Research & Papers

PND framework slashes hallucination in VLMs without retraining

Training-free decoding technique boosts visual grounding by up to 15% on standard benchmarks.

Deep Dive

Object hallucination—where models describe objects not present in an image—remains a persistent flaw in Vision-Language Models (VLMs). A new paper from researchers at Beihang University, accepted at CVPR 2026, diagnoses the root cause as an attention imbalance: visual features are consistently under-weighted compared to linguistic priors. To fix this, they propose Positive-and-Negative Decoding (PND), a training-free inference framework that directly intervenes during the decoding step.

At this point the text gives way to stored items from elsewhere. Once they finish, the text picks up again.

PR #164, opened 2022-09-20
Lmm/add seeds in more algorithms

morenol:
Adds seeds parameter to multiple algorithms (including SVC) in order to fix the flaky test by using a fixed seed for that test.

Fixes #158

Also, adding the capability to disable `std` feature of `rand` crate so it can be used in WASM targets that don't have `getrandom` support.

Fixes #162

Adds a new `js` feature that can be enabled in wasm targets for explicit browser support.

PR #168, opened 2022-09-21
Add seed params to search params

montanalow:
#164 & #166 didn't have a direct conflict, but they did race while adding both seeds and search params to certain classes. This completes them together.

### DIFF
--- a/src/cluster/kmeans.rs
+++ b/src/cluster/kmeans.rs
@@ -145,6 +145,9 @@ pub struct KMeansSearchParameters {
     pub k: Vec<usize>,
     /// Maximum number of iterations of the k-means algorithm for a single run.
     pub max_iter: Vec<usize>,
+    /// Determines random number generation for centroid initialization.
+    /// Use an int to make the randomness deterministic
+    pub seed: Vec<Option<u64>>,
 }
 
 /// KMeans grid search iterator
@@ -152,6 +155,7 @@ pub struct KMeansSearchParametersIterator {
     kmeans_search_parameters: KMeansSearchParameters,
     current_k: usize,
     current_max_iter: usize,
+    current_seed: usize,
 }
 
 impl IntoIterator for KMeansSearchParameters {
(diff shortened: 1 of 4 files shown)


Mec-iS:
why tests did not spot these missing parts?

Mec-iS (approved):

montanalow:
As far as I can tell, this code doesn't even compile. I think tests pass independently on branchs, and the breakage only shows up when both branches are merged into master.

src/cluster/kmeans.rs
```diff
@@ -145,13 +145,17 @@ pub struct KMeansSearchParameters {
     pub k: Vec<usize>,
     /// Maximum number of iterations of the k-means algorithm for a single run.
     pub max_iter: Vec<usize>,
+    /// Determines random number generation for centroid initialization.
+    /// Use an int to make the randomness deterministic
+    pub seed: Vec<Option<u64>>,
```
morenol, line 150: Do we need Vec of Option? It looks to me that this should be either Option<u64> or Option<Vec<u64>>

montanalow: You're right, I think the cleanest type would be be Vec<u64>, although that'll require a little extra logic to convert to/from the Option<u64> seed type during iteration. I can take this up.

morenol: I am not completely sure if this is equivalent one-to-one, but in scikit it seems that random_state is only a number instead of a Vec, so not sure if we should try to match that here with a `Option<u64>` instead of the Vec

montanalow: I think you're looking at normal random_state params for estimators. Scikit grid search accepts a `Dict` with [values that are lists](https://scikit-learn.org/stable/modules/generated/sklearn.model_selection.GridSearchCV.html#sklearn.model_selection.GridSearchCV). 

In theory, I agree that it would seem odd to me that people would want to grid search with multiple params, but in practice I think that making this the only *SearchParameter that is scalar would be more surprising.

PR #169, opened 2022-09-22
Move to enum Kernels instead of Structs for hypertuning

montanalow:
SVCSearchParameters currently uses a Vec<K> for kernels, which means you can't search across multiple kernel types at the same time. This PR converts K to an enum Kernel type, instead of a generic type, so that multiple kinds of kernels may be compared in the same grid search.

### DIFF
--- a/CHANGELOG.md
+++ b/CHANGELOG.md
@@ -10,7 +10,8 @@ and this project adheres to [Semantic Versioning](https://semver.org/spec/v2.0.0
 - Seeds to multiple algorithims that depend on random number generation.
 - Added feature `js` to use WASM in browser
 
-## BREAKING CHANGE
+## BREAKING CHANGES
+- SVM algorithms now use an enum type of Kernel, rather than distinct structs with a shared trait, so that they may be compared in a single hyperparameter search. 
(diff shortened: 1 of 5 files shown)


montanalow:
This is a breaking change, so may require more thought on the approach.

Mec-iS:
please add the breaking change to the CHANGESLOG

morenol:
I think that having the `Kernel` trait give us more flexibility. More people could implement their own Kernel and use it without troubles. I think that what we could do for ease of use is convert `Kernels` into an enum and implement `Kernel` for `Kernels`.

Mec-iS (changes requested):
Please adapt these changes to the new code in development.

`Kernel` is now an object-safe trait. Making an enum of `Kernel`s had been a problem for me because a match expression needs to return the same type. I tried different options but for sure there is something I am missing:
```
pun enum Kernels {
    Linear(LinearKernel),
    RBF(RBFKernel)
    ...
}

match kernel {
    Linear => LinearKernel::default(),  // this returns a LinearKernel type
    RBF => RBFkernel::default(),       // this returns a RBFKernel type
    ...
}
```

PR #173, opened 2022-09-23
Port num.rs from #108

Mec-iS:
I will add the "Authored" annotations at merge to assign the right credit to Volodymyr

Please provide a road map suggesting how to proceed next. Which modules are ready to be ported?


montanalow (commented):
I don't think I'm familiar enough with the usage of these primitives throughout SmartCore to effectively review and see issues that would arise.

Mec-iS:
I created a new branch where to proceed with the merging of the new code with the new num-traits implementation.

PR #179, opened 2022-10-01
feat: expose hyper tuning module in model_selection

morenol:
I just saw that this mod is not being imported so it is not being used and the tests are not running.

I noticed this while reviewing https://github.com/smartcorelib/smartcore/pull/169


morenol:
I will try to make API similar to https://scikit-learn.org/stable/modules/generated/sklearn.model_selection.GridSearchCV.html#sklearn.model_selection.GridSearchCV

Mec-iS (dismissed):

PR #203, opened 2022-10-29
Fix tests

morenol:
Fixes #

### Checklist

### DIFF
--- a/src/dataset/mod.rs
+++ b/src/dataset/mod.rs
@@ -8,9 +8,8 @@ pub mod digits;
 pub mod generator;
 pub mod iris;
 
-use crate::numbers::basenum::Number;
 #[cfg(not(target_arch = "wasm32"))]
-use crate::numbers::realnum::RealNumber;
+use crate::numbers::{basenum::Number, realnum::RealNumber};
 #[cfg(not(target_arch = "wasm32"))]
 use std::fs::File;
 use std::io;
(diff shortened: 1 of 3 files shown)


src/dataset/mod.rs
```diff
@@ -8,9 +8,8 @@ pub mod digits;
 pub mod generator;
 pub mod iris;
 
-use crate::numbers::basenum::Number;
 #[cfg(not(target_arch = "wasm32"))]
-use crate::numbers::realnum::RealNumber;
+use crate::numbers::{basenum::Number, realnum::RealNumber};
```
morenol, line 12: This is just a change to remove compilation warning about unused code in wasm32

src/naive_bayes/multinomial.rs
```diff
@@ -389,7 +389,6 @@ mod tests {
         assert!(iter.next().is_none());
     }
 
-    #[cfg_attr(target_arch = "wasm32", wasm_bindgen_test::wasm_bindgen_test)]
```
morenol, line 392: my bad, I have to add this again

src/linear/logistic_regression.rs
```diff
@@ -715,7 +715,7 @@ mod tests {
     #[cfg_attr(target_arch = "wasm32", wasm_bindgen_test::wasm_bindgen_test)]
     #[test]
     fn lr_fit_predict() {
-        let x = DenseMatrix::from_2d_array(&[
+        let x: DenseMatrix<f64> = DenseMatrix::from_2d_array(&[
```
morenol, line 718: using f64 instead of f32 for better precision in wasm32 tests

Mec-iS: probably f64 is more stable but possibly less supported

PR #436, opened 2018-12-20
Improve site accessibility

jmsv6d:
### Summary
Addresses site accessibility issues for https://github.com/cerner/terra-ui/issues/46

@cerner/terra

### DIFF
--- a/README.md
+++ b/README.md
@@ -16,14 +16,19 @@
 
 - [Supported Browsers](https://github.com/cerner/terra-ui/blob/master/src/terra-dev-site/contributing/ComponentStandards.e.contributing.md#cross-browser-support)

PND creates two parallel decoding paths: a positive path that amplifies visual signals from the encoder, and a negative path that constructs counterfactual outputs biased toward language priors. By contrasting logits from both paths, PND steers generation toward visually grounded results.

Experiments show PND achieves state-of-the-art performance across three standard hallucination benchmarks—POPE (object existence), MME (perception), and CHAIR (caption hallucination)—without requiring any retraining or fine-tuning. The method is model-agnostic and can be applied to any autoregressive VLM. The authors also release code on GitHub. For enterprise teams deploying VLMs in high-stakes settings like medical imaging or autonomous driving, PND offers a lightweight, drop-in solution to drastically reduce hallucination rates while preserving model capabilities. The paper is 11 pages with 5 figures and is available on arXiv (2605.06679).

Key Points
  • PND is a training-free decoding method that fixes hallucination by contrasting positive (visual-amplified) and negative (prior-dominant) paths.
  • Achieves state-of-the-art results on POPE, MME, and CHAIR benchmarks without retraining.
  • Accepted at CVPR 2026; code is open-source and model-agnostic for any VLM.

Why It Matters

A free, drop-in fix for VLM hallucination makes AI vision systems more reliable for real-world use.